### Exercise description
Print word for word the first line of the records below and every following line through the one containing "Journal shows that"; print nothing else.

### Records to process

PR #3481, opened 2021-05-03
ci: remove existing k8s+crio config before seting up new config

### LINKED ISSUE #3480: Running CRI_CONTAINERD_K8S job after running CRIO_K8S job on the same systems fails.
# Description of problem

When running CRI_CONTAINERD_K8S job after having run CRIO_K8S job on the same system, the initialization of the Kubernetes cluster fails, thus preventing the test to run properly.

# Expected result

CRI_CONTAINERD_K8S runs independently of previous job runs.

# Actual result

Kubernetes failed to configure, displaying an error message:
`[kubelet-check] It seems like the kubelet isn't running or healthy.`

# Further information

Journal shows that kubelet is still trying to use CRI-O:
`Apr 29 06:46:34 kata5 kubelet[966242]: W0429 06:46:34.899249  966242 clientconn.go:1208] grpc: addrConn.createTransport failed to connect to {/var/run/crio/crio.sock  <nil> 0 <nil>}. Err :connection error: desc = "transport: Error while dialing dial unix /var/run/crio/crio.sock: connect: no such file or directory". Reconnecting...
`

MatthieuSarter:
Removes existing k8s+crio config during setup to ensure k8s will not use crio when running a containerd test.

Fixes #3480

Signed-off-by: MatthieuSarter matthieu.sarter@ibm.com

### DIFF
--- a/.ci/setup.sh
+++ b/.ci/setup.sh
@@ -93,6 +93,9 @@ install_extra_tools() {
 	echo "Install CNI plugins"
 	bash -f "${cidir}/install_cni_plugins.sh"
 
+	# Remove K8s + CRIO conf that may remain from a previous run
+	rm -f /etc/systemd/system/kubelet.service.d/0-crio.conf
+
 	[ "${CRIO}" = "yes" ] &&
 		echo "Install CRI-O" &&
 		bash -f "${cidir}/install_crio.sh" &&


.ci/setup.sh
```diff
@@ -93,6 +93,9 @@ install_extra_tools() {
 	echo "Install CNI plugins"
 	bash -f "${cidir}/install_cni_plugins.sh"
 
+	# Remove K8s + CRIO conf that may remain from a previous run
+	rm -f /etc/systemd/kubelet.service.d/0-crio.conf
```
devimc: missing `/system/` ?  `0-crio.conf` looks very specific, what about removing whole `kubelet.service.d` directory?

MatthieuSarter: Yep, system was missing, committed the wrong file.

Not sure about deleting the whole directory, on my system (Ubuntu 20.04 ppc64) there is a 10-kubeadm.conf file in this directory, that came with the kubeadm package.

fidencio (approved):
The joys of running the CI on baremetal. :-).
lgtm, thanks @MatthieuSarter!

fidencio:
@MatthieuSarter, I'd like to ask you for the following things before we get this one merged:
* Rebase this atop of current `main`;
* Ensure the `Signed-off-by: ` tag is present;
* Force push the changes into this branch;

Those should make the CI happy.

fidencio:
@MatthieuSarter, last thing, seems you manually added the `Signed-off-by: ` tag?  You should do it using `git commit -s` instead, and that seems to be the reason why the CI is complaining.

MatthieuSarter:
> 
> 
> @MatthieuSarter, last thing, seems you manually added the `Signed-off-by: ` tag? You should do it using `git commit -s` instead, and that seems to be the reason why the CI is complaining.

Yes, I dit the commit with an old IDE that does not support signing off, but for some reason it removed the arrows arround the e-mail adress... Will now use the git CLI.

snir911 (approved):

######

### Result of this exercise
PR #3481, opened 2021-05-03
ci: remove existing k8s+crio config before seting up new config

### LINKED ISSUE #3480: Running CRI_CONTAINERD_K8S job after running CRIO_K8S job on the same systems fails.
# Description of problem

When running CRI_CONTAINERD_K8S job after having run CRIO_K8S job on the same system, the initialization of the Kubernetes cluster fails, thus preventing the test to run properly.

# Expected result

CRI_CONTAINERD_K8S runs independently of previous job runs.

# Actual result

Kubernetes failed to configure, displaying an error message:
`[kubelet-check] It seems like the kubelet isn't running or healthy.`

# Further information

Journal shows that kubelet is still trying to use CRI-O:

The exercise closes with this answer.